Part I: Introduction

Background
Problems of language and definitions
Post-mortem examination - the two types
Consent and objection
'Removal' and 'retention'
Periods of time during which human material may need to be retained for the purpose of a post-mortem
Statistical context

  1. This is an Interim Report. It is published in advance of the Inquiry's Final Report so that it can be taken into account by the Chief Medical Officer for England. He is currently undertaking an investigation into organ and tissue retention in England to consider what the issues are and what needs to be done in the longer term.
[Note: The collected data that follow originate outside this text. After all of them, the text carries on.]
PR #8241, opened 2024-05-07
Implement opcode logger functionality

### LINKED ISSUE #8173: Implement opcode logger tracing logic
We are currently able to simulate transaction using the web3 module in the mirror-node. However we does not track and set anywhere the logs from executions in the form of opcodes.
As first step we should create a new list in the `ContractCallContext`, which is a list of objects with the following fields:
```
pc — the current program counter of the transaction, which represents the location of the current opcode being executed. A register that keeps track of the address of the next instruction to be executed in a program.
op — the current being executed, such as PUSH1, ADD, or SWAP1. A code that represents a specific operation or instruction that a computer or processor can understand and execute.
gas — the amount of gas remaining in the transaction at the current step of execution.
gasCost — the amount of gas consumed by the current opcode being executed.
depth — the current depth of the call stack for the transaction, reflecting the number of active frames representing nested function calls.
stack — the contents of the EVM stack at the current step of the transaction's execution. The stack is a data structure used by the EVM to manage and manipulate data during the execution of opcodes
memory — the contents of the memory at the current step of execution. A temporary data storage location that is available to smart contracts during execution.

```

We can reuse most of the flow used for calls, but we'd have to have our own implementation of the `tracePrecompileCall`, which will happen when we implement `OperationTracer` interface. Then for the current stack we can get the opcode using `currentFrame.getCurrentOperation().getOpcode()` and push inside the list we previously created in the ContractCallContext.

For Hedera Precompiles is more complex, as this approach won't work. If they are not successfull, we will populate wrong opcodes, therefore we'd need to check the sidecars for their result and set the opreration as `REVERT` at the right moment, in order to simulate the transaction 100% correctly.

konstantinabl:
**Description**:

The main goal of this PR is to add new tracer (OpcodeTracer) in the web3 module, in order to support opcodeLogger for debugging purposes.

Main files added:
* `OpcodeTracer` - tracer class, which has methods for tracing contract calls and uses the message frame to get the executed opcodes and save them
* `ContractionActionService` - service that queries the DB for relevant contract actions, used in the OpcodeTracer
* `EntityService` - service that finds an entity in the DB, used to find the evmAddress of an account

**Related issue(s)**:

Fixes #8173 

**Notes for reviewer**:


hedera-mirror-web3/src/main/java/com/hedera/mirror/web3/evm/contracts/execution/traceability/OpcodeTracer.java
```diff
@@ -0,0 +1,112 @@
...
+public class OpcodeTracer implements HederaEvmOperationTracer {
+
+    private OpcodeTracerOptions options;
+    private List<Opcode> opcodes;
+    private List<ContractAction> contractActions;
+
+    @Override
+    public void init(MessageFrame initialFrame) {
+        opcodes = new ArrayList<>();
+        ContractCallContext ctx = initialFrame.getContextVariable("ContractCallContext");
```
victor-yanev, line 31: Let's use `ContractCallContext.CONTEXT_NAME` here instead of "ContractCallContext"

hedera-mirror-web3/src/main/java/com/hedera/mirror/web3/evm/contracts/execution/traceability/OpcodeTracer.java
```diff
@@ -0,0 +1,112 @@
...
+
+    @Override
+    public void tracePostExecution(final MessageFrame frame, final Operation.OperationResult operationResult) {
+        final Optional<Bytes[]> memory = captureMemory(frame);
+        final Optional<Bytes[]> stackPostExecution = captureStack(frame);
+        final Optional<Map<UInt256, UInt256>> storage = captureStorage(frame);
+        OptionalLong gasCostOptional = operationResult.getGasCost() == 0 ? OptionalLong.empty() : OptionalLong.of(operationResult.getGasCost());
+        opcodes.add(new Opcode(
+                frame.getPC(),
+                Optional.of(frame.getCurrentOperation().getName()),
```
victor-yanev, line 44: If `frame.getCurrentOperation().getName()` is never going to be `null`, let's just directly use that instead of wrapping it in `Optional`. 

Usually, `Optional<T>` is used in cases where we want to explicitly show that it is possible for this field to be `null` and whoever uses it has is forced to handle the case of an empty optional in order to avoid a `NullPointerException` being thrown. For example, a method that looks up an entity from a database not find a match, in which case it would return `Optional.empty()` instead of `null`.

hedera-mirror-web3/src/main/java/com/hedera/mirror/web3/evm/contracts/execution/traceability/OpcodeTracer.java
```diff
@@ -0,0 +1,112 @@
...
+        options = ctx.getOpcodeTracerOptions();
+        contractActions = ctx.getContractActions();
+    }
+
+    @Override
+    public void tracePostExecution(final MessageFrame frame, final Operation.OperationResult operationResult) {
+        final Optional<Bytes[]> memory = captureMemory(frame);
+        final Optional<Bytes[]> stackPostExecution = captureStack(frame);
+        final Optional<Map<UInt256, UInt256>> storage = captureStorage(frame);
+        OptionalLong gasCostOptional = operationResult.getGasCost() == 0 ? OptionalLong.empty() : OptionalLong.of(operationResult.getGasCost());
```
victor-yanev, line 41: Same for `gasCost`, let's just directly use `long` here instead of wrapping it in `OptionalLong`, unless we have a good reason to (e.g., if we have something special to execute when `gasCost == 0` and we want to force it)

hedera-mirror-web3/src/main/java/com/hedera/mirror/web3/evm/contracts/execution/traceability/OpcodeTracer.java
```diff
@@ -0,0 +1,112 @@
...
+
+    private Optional<Map<UInt256, UInt256>> captureStorage(final MessageFrame frame) {
+        if (!options.isStorage()) {
+            return Optional.empty();
+        }
+
+        try {
+            final Map<UInt256, UInt256> storageContents =
+                    new TreeMap<>(
+                            frame.getWorldUpdater().getAccount(frame.getRecipientAddress()).getUpdatedStorage());
```
victor-yanev, line 89: I see that it's possible for `WorldUpdater.getAccount` to return `null` if the account does not exist - let's add a null check here and log a warning in case it happens:

```java
final Address address = frame.getRecipientAddress()
final Account account = frame.getWorldUpdater().getAccount(address);

if (account == null) {
    log.warn("Failed to retrieve storage contents. Account not found in WorldUpdater");
    return Optional.of(new TreeMap<>());
}

return Optional.of(new TreeMap<>(account.getUpdatedStorage()));
```

hedera-mirror-web3/src/main/java/com/hedera/mirror/web3/evm/contracts/execution/traceability/OpcodeTracer.java
```diff
@@ -0,0 +1,112 @@
...
+
+            return Optional.of(storageContents);
+        } catch (final ModificationNotAllowedException e) {
+            return Optional.of(new TreeMap<>());
```
victor-yanev, line 93: Let's add a warning here for log traceability in case we catch a `ModificationNotAllowedException`:
```java
} catch (final ModificationNotAllowedException e) {
    log.warn(e.getMessage(), e);
    return Optional.of(new TreeMap<>());
}
```

hedera-mirror-web3/src/main/java/com/hedera/mirror/web3/service/ContractActionService.java
```diff
@@ -0,0 +1,14 @@
...
+
+import java.util.List;
+
+public interface ContractActionService {
+
+    /**
+     * @param consensusTimestamp the consensus timestamp of a record
+     * @return the sidecar file associated with a record file
+     */
+    List<ContractAction> findContractActionByConsensusTimestamp(Long consensusTimestamp);
```
victor-yanev, line 13: We already get enough context that this is called from `ContractActionService`, we can shorten this:
`findContractActionByConsensusTimestamp` -> `findByConsensusTimestamp`.

hedera-mirror-web3/src/main/java/com/hedera/mirror/web3/service/ContractActionServiceImpl.java
```diff
@@ -0,0 +1,18 @@
...
+import java.util.List;
+
+@Service
+@RequiredArgsConstructor
+public class ContractActionServiceImpl implements ContractActionService{
+    private final ContractActionRepository contractActionRepository;
+    @Override
+    public List<ContractAction> findContractActionByConsensusTimestamp(Long consensusTimestamp) {
+        return contractActionRepository.findContractActionByTimestamp(consensusTimestamp);
+    }
```
victor-yanev, line 17: nit: let's fix the formatting here - add empty lines around the class, field and method declarations.

hedera-mirror-web3/src/main/java/com/hedera/node/app/service/evm/contracts/execution/HederaEvmTxProcessor.java
```diff
@@ -57,7 +59,9 @@ public class HederaEvmTxProcessor {
     protected final PricesAndFeesProvider livePricesSource;
     protected final Map<SemanticVersion, Provider<MessageCallProcessor>> mcps;
     protected final Map<SemanticVersion, Provider<ContractCreationProcessor>> ccps;
-    protected final HederaEvmOperationTracer tracer;
+
+    //TODO: do not import TRACER_TYPE from ProcessorImpl
```
victor-yanev, line 63: We can remove this TODO if it's not relevant anymore

hedera-mirror-web3/src/main/java/com/hedera/node/app/service/evm/contracts/execution/HederaEvmTxProcessor.java
```diff
@@ -210,4 +221,13 @@ private AbstractMessageProcessor getMessageProcessor(
...
     }
+
+    private HederaEvmOperationTracer getTracer(TracerType tracerType) {
+        return tracerMap.get(tracerType).get();
+    }
+
+    public enum TracerType {
+        OPCODE,
+        OPERATION
+    }
```
victor-yanev, line 232: Let's move this in a separate file `TracerType.java` in the same directory where `OpcodeTracer` and `MirrorOperationTracer` are.

hedera-mirror-web3/src/main/java/com/hedera/mirror/web3/common/ContractCallContext.java
```diff
@@ -45,6 +49,15 @@ public class ContractCallContext {
...
     private CachingStateFrame<Object> stackBase;
 
+    @Setter
+    private OpcodeTracerOptions opcodeTracerOptions;
+
+    @Setter
+    private List<Opcode> opcodes = List.of();
+
+    @Setter
+    private List<ContractAction> contractActions;
```
victor-yanev, line 59: nit: We can default this to `List.of()`

victor-yanev (changes requested):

He will be making a final report to Ministers in September following which comprehensive advice will be issued to the NHS. We commend our views to him.

    Background

  2. We concentrate on parents[1] and their children, since they are the central concern of our Inquiry. The terms of reference of this Inquiry require us to consider the paediatric cardiac service provided at the Bristol Royal Infirmary[2] from 1984-1995. Where a child died after surgery, the treatment of the child's body after death, and treatment of the child's parents, clearly fall to be considered as part of our examination of that service. Further, it soon became evident to us that this was an issue of great and grave concern.
  3. The Inquiry took evidence on this issue, both written and oral, from parents of children who had undergone post-mortem examinations following paediatric cardiac surgery at Bristol, from clinicians and other professionals directly involved in that process in Bristol; and from Royal Colleges, the Coroners' Society, the Home Office and the Department of Health in relation to the national framework within which that process took place.[3]
  4. The issue of concern was that, without the realisation of parents, tissue had, over a long period of time, been systematically taken at or after post-mortems on children who had died following paediatric cardiac surgery at Bristol. The tissue had been removed and retained by the pathologists at the UBH/T[4] and used for a variety of purposes, including audit, medical education or research, or had simply been stored.

     

  5. When the practice of tissue retention came to light in Bristol, there was, both in Bristol and elsewhere, an outcry from parents. They sought information about whether tissue had been removed from their children. Once informed, some asked for organs and tissue to be returned for burial. In response, an extensive search was carried out in Bristol to discover what tissue had been removed, and once removed, what had become of it. Parents were notified and, if they wished it, their child's tissue was returned to them. Not surprisingly, given the scale of the exercise and the time period covered, mistakes were made about whether in fact tissue had or had not been removed and retained. Some parents were misinformed, only later to learn the real circumstances.[5] The additional pain and distress is a cause of the greatest concern.
  6. The press and other media gave considerable publicity to the evidence of Professor Anderson[6] in September 1999 in which he described the various collections of tissue which existed around the country. As a consequence, parents whose children had died in hospital (not necessarily as a consequence of paediatric cardiac surgery), sought information from the hospitals named by Professor Anderson.[7]
  7. In late 1999, the Secretary of State asked the Chief Medical Officer of England to prepare an inventory of centres where tissue was held and of the tissue retained and to review current practice with a view to making recommendations.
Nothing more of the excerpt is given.